CK: [Laughter] Well, the aim is to help people think better about ethics—to have a real theological vision. When I say “theological vision”, I mean that in terms of thinking about theology, but I mean thinking about God in particular. I want us to see how God has given us this whole existence. It’s been framed by him. Furthermore, because it’s been framed by him, it’s good. So there is actual goodness that we can see, reference and have confidence in. I want us to see that there is a real order to this world and to have a real confidence that that’s true.
This leads to us continuing to walk in faith: I want people to have a better theological vision to cling to so that as they journey through this life in faith, there’s really good reason to keep holding onto that faith, and believing and walking by faith, even unto the end. That’s my real goal.
CK: As we take a break from our program, I’d like to tell you about some resources for your Christian life. First, I’ve mentioned a few times a new initiative that we’re taking with the CCL podcast where we’re hoping to interact with more listeners like you. Many of you have burning ethical questions or scenarios that you’d like advice about. We’d love to hear from you. Please send us your issues and listen out for an answer in our upcoming episodes, where we’ll begin to feature a short segment on your ethical challenges. I’m really, really grateful for those of you who have sent in some excellent issues already. We’ll be addressing those issues very soon. If you want to hear about an issue, please get in touch through our contact page on our website.
Second, our next event in our series on “A virtuous life” is coming up on 30 August. In an age when authenticity, personal potential and the fulfilment of that potential is so highly valued, the virtue of self-control seems counterintuitive. In contrast to the world, the Bible tells us that the good life is not located in unbounded self-expression, but in purposeful self-restraint.

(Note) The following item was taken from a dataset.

PR #109, opened 2022-02-14
csa: Send the route parameters to the calculation methods

tahini:


connection_scan_algorithm/src/alternatives_routing.cpp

Why is self-control so necessary to the Christian life? What does the Bible say about it, and how can we cultivate it within ourselves? Furthermore, does the deliberate curbing of our desire really play a key role in our self-actualisation? Come and hear Moore College lecturer David Höhne speak on the virtue of self-control. All the details and how to register are available on our website, and as always, the event is free of charge.
Now let’s get back to our program.
The life of faith
CK: Pete, I want to turn the tables on you, because I’m still technically co-host with you. You’ve been hosting me; that’s very kind of you. You’ve been doing a lot of work right now on Luke’s Gospel and you’re writing a commentary on it, which I’m so excited about. Tell me: a lot of the things that you’ve been thinking about—not just in Luke’s Gospel but in other projects and things you’re speaking on—are the life of faith. What have you been thinking about in faith?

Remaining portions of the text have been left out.